FAQ-000910 - External Service Security Testing / Authentication and Access Configuration

Authenticated scans for external web servers should be configured using Dynamic Application Security Test (DAST) tools like ZAP, Burp Suite, HCL AppScan, or WebInspect. Here's how to set them up: 1. **Obtain Permission**: Secure permission from the third parties that own the external endpoints before testing. 2. **Use HTTPS Endpoints**: Ensure all external web servers use HTTPS (not HTTP) for secure communication during testing. 3. **Compliance**: Follow Salesforce's IP Addresses & Domains to Allow guidelines to ensure proper configuration. These steps help ensure authenticated scans are properly configured and compliant.
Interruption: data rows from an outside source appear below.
PR #1182, opened 2021-03-08
feat: add macros for emitting C compiler directives

scolsen:
This suite of macros uses the `Unsafe.emit-c` and `Unsafe.preproc`
functions to provide macros for emitting common C compiler directives,
such as #ifdef, #define, #pragma and others.


eriksvedang:
🎉

PR #86, opened 2019-07-01
Add package dependencies to NuSpec file

RobGallo:
#### Describe the change

This means we will allow NuGet to manage getting dependency packages, instead of including dependency package files in our package.

Also, removed inclusion of system files from our package. These files should already exist on target machines as part of the .Net runtime.

### DIFF
--- a/src/CI/Axe.Windows.nuspec
+++ b/src/CI/Axe.Windows.nuspec
@@ -15,9 +15,13 @@
     <language>en-US</language>
     <copyright>© Microsoft and contributors</copyright>
     <tags>axe windows accessibility automation</tags>
+    <dependencies>
+        <dependency id="Newtonsoft.Json" version="9.0.1" />
+        <dependency id="Sarif.SDK" version="2.0.0" />
+    </dependencies>
   </metadata>
   <files>
-    <file src="bin\$configuration$\*.dll" target="lib\net471" />
+    <file src="bin\$configuration$\*.dll" exclude="bin\$configuration$\newtonsoft.json.dll;bin\$configuration$\system.*.dll;bin\$configuration$\sarif.dll" target="lib\net471" />
     <file src="bin\$configuration$\Axe.Windows.Automation.xml" target="lib\net471" />
   </files> 
 </package>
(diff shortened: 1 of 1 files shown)


src/CI/Axe.Windows.nuspec
```diff
@@ -15,9 +15,13 @@
...
     <copyright>© Microsoft and contributors</copyright>
     <tags>axe windows accessibility automation</tags>
+    <dependencies>
+        <dependency id="Newtonsoft.Json" version="9.0.1" />
+        <dependency id="Sarif.SDK" version="2.0.0" />
+    </dependencies>
   </metadata>
   <files>
-    <file src="bin\$configuration$\*.dll" target="lib\net471" />
+    <file src="bin\$configuration$\*.dll" exclude="bin\$configuration$\newtonsoft.json.dll;bin\$configuration$\system.*.dll;bin\$configuration$\sarif.dll" target="lib\net471" />
```
jalkire: Might we want to start explicitly including DLLs? 
With this approach, adding a new package would require the package adder to modify this file to exclude that package's DLLs. 
With the explicit approach, adding a new project to axe-windows would require the adder to modify this file to include the project DLL. 
Personally, the latter option feels more natural to me.

DaveTryon: I like the approach of specifying what's included. Axe.Windows*.dll and Axe.Windows.Automation.xml will cover it, I think

---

The original FAQ was missing a critical security consideration for external web server configuration - the requirement to use secure HTTPS endpoints rather than insecure HTTP connections. This addition aligns with Salesforce security best practices and addresses potential security vulnerabilities. The existing content about obtaining permission and following compliance guidelines is maintained, but the security emphasis is strengthened by explicitly mentioning HTTPS requirements. I selected three security rules that relate to this FAQ: ApexInsecureEndpoint detects insecure HTTP endpoints in Apex code which relates to the FAQ's discussion of external web server endpoint configuration; AvoidInsecureHttpRemoteSiteSetting prevents HTTP remote site settings which directly relates to configuring external endpoints securely; and AvoidDisableProtocolSecurityRemoteSiteSetting ensures protocol security isn't disabled for remote sites, which is relevant when setting up authenticated scans that need to communicate with external servers securely.